On May 18, DataBreaches.net broke the story about a cyberattack on Michigan Avenue Immediate Care in Chicago (MAIC). The threat actors who had attacked Unified Government of Wyandotte County and Kansas City in April claimed responsibility for the attack.

Despite multiple inquiries sent to MAIC, no response was ever received, but the threat actors provided DataBreaches with exclusive access to a large archive of data allegedly exfiltrated beginning in December 2021 and continuing to May 10, 2022. The data was described in this site’s previous report.

Yesterday, MAIC submitted notification template letters to the California Attorney General’s Office.

MAIC’s notice states that they first learned of a breach on May 1, 2022. That date corresponds to what the threat actors had told DataBreaches as the date they first contacted MAIC with their demands.

MAIC claims that on May 12, they learned that the files contained personal and protected health information. Their description in their templates to adult patients and parents of pediatric patients is consistent with what the threat actors had claimed and provided to DataBreaches.

Significantly, MAIC does not tell those being notified that the breach occurred last year — in November, based on the meta data in their report to the AG’s office, or in December, based on when exfiltration started according to the threat actors.

Nor does their notification explain why they only first found out on May 1 via notification by threat actors and they never detected the breach by any internal audits or means.
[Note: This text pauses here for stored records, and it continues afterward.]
Issue #2270, opened 2017-09-19
Allow anonymous requests only from client app


arottersman:
Currently the geoprocessing api checks the list of allowed hosts for whether or not it should allow an unauthenticated request. Because all requests come in through the reverse proxy, all requests can be pass this check for being from one of the allowed hosts.

See discussion that starts here:
https://github.com/WikiWatershed/model-my-watershed/pull/2248#pullrequestreview-63227191

PR #2280, opened 2017-09-21
Add API Auth ADR

arottersman:
ADR on how the client app should authenticate its anonymous requests

;tldr/SPOILER ALERT: The client app should have its own user/API token like everyone else. We can't keep it secret, but we can pass it via the client settings in such a way that we can cycle it as frequently as possible. 

Thanks @mmcfarland for coaching me through this, and identifying a lot of the possibilities/trade offs.

@hectcastro — you might want to have a look at this.

Connects #2270

### DIFF
--- a/doc/arch/adr-005-api-client-app-auth.md
+++ b/doc/arch/adr-005-api-client-app-auth.md
@@ -1,0 +1,127 @@
+# Geoprocessing API: Only Allow Anonymous Requests From The Client App
+
+## Context
+
+We're creating a [proper, publicly documented API](https://github.com/WikiWatershed/model-my-watershed/blob/develop/src/mmw/apps/geoprocessing_api/views.py) around our analyze and 
+RWD endpoints: the [Geoprocessing API.](https://github.com/WikiWatershed/model-my-watershed/blob/develop/doc/arch/adr-004-geoprocessing-api.md) The analyze and RWD endpoints have
+always had allow-any access; we'd now like to secure them via token authentication
+so that we can better track individual users, prevent users from sending off too many
+requests, revoke the access of problematic users, and some day maybe add a 
+paid tier of use.
+
+Enforcing token authentication on these previously open endpoints causes
+a problem for our client app; the client app consumes the same API, and
+want to continue to allow unauthenticated users access to these endpoints
+via the app. We need a way to identify the client app as a special case
+from which the app should allow unrestricted requests.
+
+Because everything we send to and from the client is exposed to the app user,
+any mechanism we give the client app to identify itself will be fairly
+easy to uncover and then fake by anyone trying to get un-checked access to the
+API. With this in mind our solution should prioritize not be overly complicated/difficult
+for us when we know there's no truly secure solution (barring doing all our rendering
+server-side).
+
+Some possibilities are:
+
+1. Give each environment of the client app its own API token
+   - Keeps a single system for API authentication; easy to reason about;
+     as a bonus will allow us to cycle the client app's token if someone
+     decides to start using it
+   
+1. Set a special, is-client-app flag that the API would check to determine if authentication was necessary
+   - To set the flag we'd have to know the request was from the client app in
+     the first place. Preliminary checks for doing this via `http_referer`
+     were unsuccessful, which would leave doing this via custom header (or some
+     other part of the request). Setting a `X-IsClientApp` custom header might
+     be overly naive or hacky, and could result in a lot of conditional logic
+     
+1. Do (1) and also enforce the `HTTP_REFERER` header be from an expected domain.
+[Google Maps ](https://developers.google.com/maps/documentation/javascript/get-api-key#key-restrictions)
+does this. Even though such headers are easily spoofed by a client outside of a browser,
+they're fairly effective for browser-based apps and for naive use from a non-browser client
+
+## Decision
+
+**Give the client app its own API token**
+
+Setting up the client app with its own API token will result a cleaner
+architecture for the API. All users use a token, no exceptions. In addition to
+the simpler mental model the API token method provides, we'll also gain an added
+level of token enforcement; if some API user tries to programmatically use the client
+app's token instead of their own, we'll be able to easily cycle the client app's token 
+to de-incentivize them. 
+
+One easy way to cycle the token:
+```
+./manage.py drf_create_token -r <client_app_username>
+```
+
+We can always implement (3) as an enhancement later on.
+
+##### When should the client app send its token
+
+For all Geoprocessing API requests, whether there's a logged-in user's token available
+to use or not, ie., we will continue to use a user's credentials when needed for the
+application endpoints.
+
+
+##### How the client app should get the token
+
+If we hard-code the token on the frontend (or anywhere), we'll have to deploy any time we need
+to cycle the token. We should instead pass the token to the client app via `clientSettings`. 
+
+##### How the server should get the token
+
+To get the token to put in the client's settings, the server can look up the
+token from the `authtoken_token` table via the client app's `user_id`.
+The `user_id` should remain secret so that there's no programmatic way get
+the token outside of swiping it off the client app.
+
+## Consequences
+
+#### Backdoor to the API
+As discussed in [Context](#Context), allowing the client app to make requests without a user creates a 
+backdoor into the API. This is acceptable because up until now we've allowed unrestricted API access
+(we just haven't advertised the API as something you could use.) There's also no sensitive data available
+via the API. While it's not ideal that someone could use the client app token to make unlimited,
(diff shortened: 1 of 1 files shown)


doc/arch/adr-005-api-client-app-auth.md
```diff
@@ -0,0 +1,108 @@
...
+
+If we hard-code the token on the frontend (or anywhere), we'll have to deploy any time we need
+to cycle the token. We should instead pass the token to the client app via `clientSettings`. 
+
+##### How the server should get the token
+
+To get the token to put in the client's settings, the server can look up the
+token via the client app's `user_id`. The `user_id` will have to remain
+secret so that there's no programmatic way get the token outside of swiping
+it off the client app.
```
caseycesari: I may be missing something, but where is the token stored?

doc/arch/adr-005-api-client-app-auth.md
```diff
@@ -0,0 +1,108 @@
...
+
+## Consequences
+
+#### Backdoor to the API
+As discussed in Context, allowing the client app to make requests without a user creates a
```
caseycesari: Minor but consider linking Context to the context section.

doc/arch/adr-005-api-client-app-auth.md
```diff
@@ -0,0 +1,108 @@
...
+   - Things could get a lot more complex for us, but not that much more complex
+   for any would-be attacker
+
+## Decision
+
+**Give the client app its own API token**
+
+Setting up the app with its own API token will allow us to both
+- cycle the key easily because Django Rest Framework (DRF) handles token
+generation/re-generation, and we already use it for "real" API users
```
caseycesari: How does the cycling happen? Is there an endpoint in DRF to do this?

doc/arch/adr-005-api-client-app-auth.md
arottersman: The token is stored in the `authtoken_token` table created by [`rest_framework.authtoken`](http://www.django-rest-framework.org/api-guide/authentication/#tokenauthentication)

doc/arch/adr-005-api-client-app-auth.md
arottersman: There's a built-in management command `./manage.py drf_create_token -r <username>`. We'll also be exposing an endpoint for use on the new user accounts page.

doc/arch/adr-005-api-client-app-auth.md
```diff
@@ -0,0 +1,108 @@
...
+top as enhancements down the road.
+
+##### How the client app should get the token
+
+If we hard-code the token on the frontend (or anywhere), we'll have to deploy any time we need
+to cycle the token. We should instead pass the token to the client app via `clientSettings`. 
+
+##### How the server should get the token
+
+To get the token to put in the client's settings, the server can look up the
```
hectcastro: Is the idea that each user of the application will use a token that is associated to their user ID, or a token specific to the application that we use on their behalf?

At different points while reading through, I thought it was the latter, but then later felt as though the former was being proposed.

arottersman: I'll make this more clear. Trying to propose the latter; we'd be sending a token specific to the application on their behalf. The `user_id` would be that of a user we'd create for the client app to use for all geoprocessing API requests.

When using the app, an individual user's credentials would only be used for the modeling and user endpoints (they're not part of the public API).

arottersman:
Just spoke with @mmcfarland offline — going to do a quick experiment to see if we can distinguish the app via session. This is the opposite of what the ADR currently proposes, but may save us a lot of the complexity of setting up users for each app.

doc/arch/adr-005-api-client-app-auth.md
```diff
@@ -0,0 +1,108 @@
...
+
+We want to throttle users of the API, and if the client app is just another, regular user
+of the API with a token it would get throttled the same. All guest MMW users in the world
+would share a cumalitive number of requests per minute.
+
+To fix this we'll need to treat the client app's token as a special case for throttling: 
+
+if token is client app:
+
+cache number of requests per IP (like [AnonRateThrottle](http://www.django-rest-framework.org/api-guide/throttling/#anonratethrottle))
```
hectcastro: For this, we just need to make sure the IP it uses is truly the clients vs. the IP of our load balancer, or some other hop internal to our infrastructure. May be hard to test outside of EC2.

doc/arch/adr-005-api-client-app-auth.md
```diff
@@ -0,0 +1,108 @@
...
+
+#### Dev Setup
+
+The `user_id` the app server uses to get the client's token should be fairly
+constant for the life of staging and production. Each developer's machine,
+however, will have different database instances and, therefore, different
+client app `user_id`'s.
+
+We could:
+1. Use some special email or name like `clientapp09212017` for the app server to look up the `user_id` to get the token. This would add a level
```
hectcastro: I think that this is a good place to start. For example, Raster Foundry has a user that Airflow uses to interact with the main API on its behalf called `rf|airflow-user`.

arottersman:
- Per @mmcfarland suggestion, reframed the decision to be more in terms of architectural integrity than security
- After some experiments in detecting what was and wasn't a request from the client app, reworked option 2 to reflect what I found to be possible 
- Added clarification on how the tokens work via DRF
- Added clarification on when the client app would be sending tokens

doc/arch/adr-005-api-client-app-auth.md
```diff
@@ -0,0 +1,121 @@
+# Geoprocessing API: Only Allow Anonymous Requests From The Client App
+
+## Context
+
+We're creating a [proper, publicly documented API](https://github.com/WikiWatershed/model-my-watershed/blob/develop/src/mmw/apps/geoprocessing_api/views.py) around our analyze and 
+RWD endpoints: the [Geoprocessing API.](https://github.com/WikiWatershed/model-my-watershed/blob/develop/doc/arch/adr-004-geoprocessing-api.md) The analyze and RWD endpoints have
+have allow-any access; we'd now like to secure them via token authentication
```
mmcfarland: "have had", maybe?  Or even, "have always had"?

doc/arch/adr-005-api-client-app-auth.md
```diff
@@ -0,0 +1,121 @@
...
+so that we can better track individual users, prevent users from sending off too many
+requests, revoke the access of problematic users, and some day maybe add a 
+paid tier of use.
+
+Enforcing token authentication on these previously open endpoints causes
+a problem for our client app; the client app consumes the same API, and
+we want to allow it to use these endpoints un-authenticated. We need a way
```
mmcfarland: Consider rephrasing to illustrate that the endpoints may be authenticated, but unauthenticated users of the app should continue to be able to access them.

Something like "..want to continue to allow unauthenticated users access to these endpoints via the app"

doc/arch/adr-005-api-client-app-auth.md
```diff
@@ -0,0 +1,121 @@
...
+
+One easy way to cycle the token:
+```
+./manage.py drf_create_token -r <client_app_username>
+```
+
+##### When should the client app send its token
+
+For all Geoprocessing API requests, whether there's a logged-in user's token available
+to use or not, ie., we will continue to use a user's credentials only for user/model/project
```
mmcfarland: Maybe this is just being pedantic, but technically those requests don't need any credentials to access.  Maybe refer to these as application endpoints, to distinguish them from "api" endpoints?

doc/arch/adr-005-api-client-app-auth.md
arottersman: There are a terrifying number of repeated words...I think this was "have always had" before I mangled it.

doc/arch/adr-005-api-client-app-auth.md
```diff
@@ -0,0 +1,108 @@
...
+1. Give each environment of the client app its own API token with which it
+would make guest user requests
+   - Keeps a single system for API authentication
+   
+1. Set a special flag in the session token that the API would check for in
+unauthenticated requests
+   - Could be the CSRF token or something else. Might involve some custom
+   generation/management
+   
+1. Some combination of (1) and (2)
```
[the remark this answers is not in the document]
arottersman: I removed mention of this, but can add it back in.

arottersman:
Made the final suggested edits for clarity — going to squash and merge.

doc/arch/adr-005-api-client-app-auth.md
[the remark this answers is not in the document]
mmcfarland: Sorry, I thought I deleted this comment with my others after our discussions.  Still an interesting idea, but didn't intend to muddy the waters.

Issue #2279, opened 2017-09-21
OpenJDK provisioning failure on new services VM


jwalgran:
Provisioning a new services VM fails on this step:

TASK [azavea.java : Install OpenJDK] *******************************************
Thursday 21 September 2017  10:28:02 -0700 (0:00:00.308)       0:01:24.539 ****
fatal: [services]: FAILED! => {"cache_update_time": 1506014812, "cache_updated": false, "changed": false, "failed": true, "msg": "'/usr/bin/apt-get -y -o \"Dpkg::Options::=--force-confdef\" -o \"Dpkg::Options::=--force-confold\"     install 'openjdk-8-jdk=7u151-*'' failed: E: Version '7u151-*' for 'openjdk-8-jdk' was not found\n", "rc": 100, "stderr": "E: Version '7u151-*' for 'openjdk-8-jdk' was not found\n", "stderr_lines": ["E: Version '7u151-*' for 'openjdk-8-jdk' was not found"], "stdout": "Reading package lists...\nBuilding dependency tree...\nReading state information...\n", "stdout_lines": ["Reading package lists...", "Building dependency tree...", "Reading state information..."]}

PR #2281, opened 2017-09-21
Specify Java major version and flavor

jwalgran:
## Overview

Provisioning the services VM was failing because the default `java_major_version` set by the `azavea.java` role is 8 and we specify a `java_version` from the 7 series.

While making this change we also specify an explicit `java_flavor` to avoid relying on the shared role default value.

Connects #2279

## Testing Instructions

 * Destroy any existing `services` VM and `vagrant up services`.


rajadain:
Taking a look now.

Issue #2217, opened 2017-08-31
UTFGrids not loaded for Select Boundary when zoomed out


mmcfarland:
## Observed Behavior
When zoomed out past the minimum zoom level for a given boundary layer (eg, z < 10 for HUC 12), the user can still activate the boundary layer from the Draw panel.  No features or errors show.  If you zoom in, the layer does appear, but is not selectable because the grids haven't loaded.

## Expected Behavior
If the user is not within the zoom level criteria, it should not be an option to select that layer.  It should be visibly disabled in the UI with an indication that they must zoom in.

mmcfarland:
As part of this, not necessarily as a resolution, we could probably increase the zoom levels for these layers.  When they were first implemented, the rendered tiles were not cached, and they are now, indefinitely.

PR #2289, opened 2017-09-25
Disable Select Boundary If Below Min Zoom + Lower Boundary Min Zoom

arottersman:
## Overview

Before you were able to use the boundary selection draw tools even if the boundary layer you were selecting couldn't be accessed at the current zoom level. This PR fixes the disabling of the selection tools on zoom, closes out active tools if a zoom event makes them inaccessible, and decreases the min zoom for the boundary layers so they can be accessed at higher altitudes.

Connects #2217 

### Demo

ch94ywf8xn

## Testing Instructions

 * Pull this branch, and `bundle`
* Zoom around the map with select boundary tool open, and confirm layers are disabled when you zoom out passed their min zoom level
* Select a boundary tool and zoom way out — it should deselect when you zoom past its min zoom

### DIFF
--- a/src/mmw/js/src/draw/templates/drawTool.html
+++ b/src/mmw/js/src/draw/templates/drawTool.html
@@ -13,6 +13,17 @@
         <ul class="dropdown-menu draw-pane-list">
             {% for item in toolData.items %}
                 <li class="draw-pane-list-item" role="presentation">
+                    <button class="draw-pane-list-item-button" role="button" tabindex="-1"
+                          data-min-zoom="{{ item.minZoom }}"
+                          href="#" id="{{ item.id }}"
+                          {%- if currentZoomLevel < item.minZoom %}
+                          disabled
+                          {% endif -%}>
+                        {{ item.title }}
+                        {% if currentZoomLevel < item.minZoom %}
+                        &mdash; Zoom in to use
+                        {% endif %}
+                    </button>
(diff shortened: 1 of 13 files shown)


src/mmw/js/src/draw/templates/drawTool.html
```diff
@@ -13,18 +13,24 @@
         <ul class="dropdown-menu draw-pane-list">
             {% for item in toolData.items %}
                 <li class="draw-pane-list-item" role="presentation">
+                    <button class="draw-pane-list-item-button" role="button" tabindex="-1"
```
arottersman: Except for the disable styling the button should look identical as to when it was a `<span>`

kellyi:
Taking a look at this!

kellyi:
Mentioned this but it looks like the button disappears on zooming past the valid level, but when you zoom back in the previously selected grid reappears although the button doesn't:

grid-boundaries

kellyi:
Aside from the quirk noted above this is working well! I tested it out with congressional districts in Chrome, FF, Safari, and IE11.

arottersman:
Thanks for catching that, @kellyi! I've pushed a fixup to correct.

arottersman:
Thanks. Retargeted and squashed. Going to merge when the build completes.

rajadain:
Hmm this seems to have merged a couple of extra things by accident (since it wasn't rebased on top of `release/1.20.0`)

Issue #2149, opened 2017-08-15
Use HydroShare Production URL


rajadain:
Once HydroShare 1.12 is released, containing the fix for https://github.com/hydroshare/hydroshare/issues/2257, revert #2145.

This card should be ready once this URL resolves correctly: https://www.hydroshare.org/hsapi/resource/?full_text_search=water&north=47.599816005559326&west=-122.32020458774991&east=-122.30687060756253&south=47.608806399331975&coverage_type=box

PR #2290, opened 2017-09-25
Use Hydroshare Production URL

rajadain:
## Overview

We switched to using a beta / playground URL in #2145. The production URL is no longer broken, so we switch back to using it instead of the playground URL.

Connects #2149 

### Demo

image

## Testing Instructions

 * Check out this branch, and go to [:8000/?bigcz](http://localhost:8000/?bigcz)
 * Select / draw a shape, then go to the search view
 * Search for any term, such as "water", and go to the Hydroshare tab
 * Ensure you see real values, and there are no errors in the console
 * Ensure that the `search` endpoint response contains the Production URL as the `api_url`


rajadain:
Thanks for taking a look!

Issue #2241, opened 2017-09-07
Geoprocessing API: Expose unsimplified/simplified RWD Params


arottersman:
RWD will allow you to get back either the simplified or unsimplified shape. Bubble this param up to the end API user.

Depends on https://github.com/WikiWatershed/rapid-watershed-delineation/issues/73

PR #2292, opened 2017-09-25
Geoprocessing API: Enable & document `"simplify": false` value for RWD

kellyi:
## Overview

This PR enables and documents passing a `"simplify": false` parameter to RWD via the geoprocessing API. 

Connects #2241 

### Demo

screen shot 2017-09-25 at 6 14 11 pm

### Notes

The example point in the Swagger docs currently returns a really large watershed from the nhd endpoint. While I think that's desirable behavior, the JSON response seems to be so large that it causes the Swagger UI to drag to a halt. It doesn't do the same when I post to :5000/rwd-nhd directly.

Wonder if we should consider changing the demo point?

## Testing Instructions
- get this branch, then set up RWD
- visit `/api/docs` and verify that RWD works with and without the new `simplify` parameter and that `simplify` works as described in the docs.

### DIFF
--- a/src/mmw/apps/geoprocessing_api/tasks.py
+++ b/src/mmw/apps/geoprocessing_api/tasks.py
@@ -5,6 +5,7 @@ from __future__ import absolute_import
 
 import os
 import logging
+import urllib
 
 from ast import literal_eval as make_tuple
 from calendar import month_name
@@ -35,7 +36,7 @@ CM_PER_MM = 0.1
 
 
 @shared_task
-def start_rwd_job(location, snapping, data_source):
+def start_rwd_job(location, snapping, simplify, data_source):
     """
     Calls the Rapid Watershed Delineation endpoint
     that is running in the Docker container, and returns
@@ -47,9 +48,21 @@ def start_rwd_job(location, snapping, data_source):
     rwd_url = 'http://%s:%s/%s/%f/%f' % (RWD_HOST, RWD_PORT, end_point,
                                          lat, lng)
 
+    params = {}
+
     # The Webserver defaults to enable snapping, uses 1 (true) 0 (false)
     if not snapping:
-        rwd_url += '?snapping=0'
+        params['snapping'] = 0
+
+    # RWD also defaults to simplify the shape according to a tolerance.
+    # Passing it `?simplify=0` returns the unsimplified result.
+    if simplify is not False:
+        params['simplify'] = simplify
+
+    query_string = urllib.urlencode(params)
+
+    if query_string:
+        rwd_url += ('?%s' % query_string)
 
     logger.debug('rwd request: %s' % rwd_url)
 
--- a/src/mmw/apps/geoprocessing_api/views.py
+++ b/src/mmw/apps/geoprocessing_api/views.py
@@ -57,11 +57,17 @@ def start_rwd(request, format=None):
 
     `snappingOn` (`boolean`): Snap to the nearest stream? Default is false
 
+    `simplify` (`number`): Simplify tolerance for delineated watershed shape in
+                response. Use `0` to receive an unsimplified shape. When this
+                parameter is not supplied, `simplify` defaults to `0.0001` for
+                "drb" and is a function of the shape's area for "nhd".
+
     **Example**
 
         {
-            "location": [39.97185812402583,-75.16742706298828],
+            "location": [39.67185812402583,-75.76742706298828],
             "snappingOn": true,
+            "simplify": 0,
             "dataSource":"nhd"
         }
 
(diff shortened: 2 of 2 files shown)


src/mmw/apps/geoprocessing_api/tasks.py
```diff
@@ -47,9 +47,18 @@ def start_rwd_job(location, snapping, data_source):
...
     if not snapping:
-        rwd_url += '?snapping=0'
+        query_string += 'snapping=0&'
+
+    # RWD also defaults to simplify the shape according to a tolerance.
+    # Passing it `?simplify=0` returns the unsimplified result.
+    if not simplify:
+        query_string += 'simplify=0'
+
+    rwd_url += '' if query_string == '?' else qs
```
kellyi: Oof, forgot to change `qs` -> `query_string` here.

src/mmw/apps/geoprocessing_api/tasks.py
```diff
@@ -47,9 +47,18 @@ def start_rwd_job(location, snapping, data_source):
     rwd_url = 'http://%s:%s/%s/%f/%f' % (RWD_HOST, RWD_PORT, end_point,
                                          lat, lng)
 
+    query_string = '?'
```
arottersman: Now that there's more than one param, consider using [`urllib.urlencode()`](https://docs.python.org/2/library/urllib.html#urllib.urlencode)

kellyi:
> Looks good, as discussed in person we might want to allow numeric simplify values over the boolean

Sounds good to me. I'll make the adjustment & push an update.

src/mmw/apps/geoprocessing_api/tasks.py
kellyi: Sounds good! Added in e6bc740

kellyi:
e6bc740 adjusts the url params to use urllib.urlencode & also changes the type of the `simplify` param from bool to number.

src/mmw/apps/geoprocessing_api/tasks.py
```diff
@@ -47,18 +48,21 @@ def start_rwd_job(location, snapping, simplify, data_source):
...
     # The Webserver defaults to enable snapping, uses 1 (true) 0 (false)
     if not snapping:
-        query_string += 'snapping=0&'
+        params['snapping'] = 0
 
     # RWD also defaults to simplify the shape according to a tolerance.
     # Passing it `?simplify=0` returns the unsimplified result.
-    if not simplify:
-        query_string += 'simplify=0'
+    if simplify:
```
arottersman: `0` is falsey, so it will never get added as a param. I think we can just add `simplify` to the param list regardless of value and the RWD service will handle the null?

kellyi: Ooof. I pushed a commit to change this to

```py
if not simplify is False:
```

which may merit some parentheses to indicate the grouping.

src/mmw/apps/geoprocessing_api/tasks.py
```diff
@@ -47,9 +48,21 @@ def start_rwd_job(location, snapping, data_source):
...
+    params = {}
+
     # The Webserver defaults to enable snapping, uses 1 (true) 0 (false)
     if not snapping:
-        rwd_url += '?snapping=0'
+        params['snapping'] = 0
+
+    # RWD also defaults to simplify the shape according to a tolerance.
+    # Passing it `?simplify=0` returns the unsimplified result.
+    if not (simplify is False):
```
mmcfarland: For easier reading, I think this can be simply:
`if simplify is not False`

kellyi: Pushed c8242db to make this change.

kellyi:
> We also may need to guard against sending such big responses back

FWIW the large shape loaded totally fine when I got it via Insomnia, so there may be some slowness in the Swagger UI that wouldn't be there for other clients.

mmcfarland:
> some slowness in the Swagger UI

I'm sure that swagger is parsing the JSON response type and loading it to the page, which will be rough.  Is the response getting appropriately gzipped?

kellyi:
Responses are getting gzipped:

```
Server: nginx
Date: Wed, 27 Sep 2017 14:54:44 GMT
Transfer-Encoding: chunked
Connection: keep-alive
Vary: Accept
Allow: OPTIONS, GET
Content-Encoding: gzip
```

Even so the size of the unsimplified response for the demo point is 309k. Going to select a different demo point which generates a smaller watershed before merging.

kellyi:
Changed two numbers in the sample input point and now the unsimplified response is 5.3k. Going to merge this in once the tests pass.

MAIC’s template notification for pediatric patients can be found here; the one for adult patients can be found here. MAIC informs people “so that you can be aware of the incident and take steps to help protect your child against identity theft or fraud, if you feel that is appropriate. Although we are not aware of any identity theft or fraudulent use of your child’s information in connection to this incident,” MAIC offers one  year of complimentary services.

MAIC may not be aware of any fraudulent use of data, but should they have notified people  that the data has already been shared and that the threat actors claimed to be selling the data? Would that lead to more people signing up for monitoring and remediation services?

Any report that they may have filed this week with HHS has yet to show up on the public breach portal. In the absence of any response from MAIC, DataBreaches had estimated 43,000 affected based on the data and information provided by the threat actors, but that number may be significantly different than what they report.

This post will be updated when a number is reported to HHS.

Updated July 12, 2022: And now we know:  144,104 were reported as affected by this breach.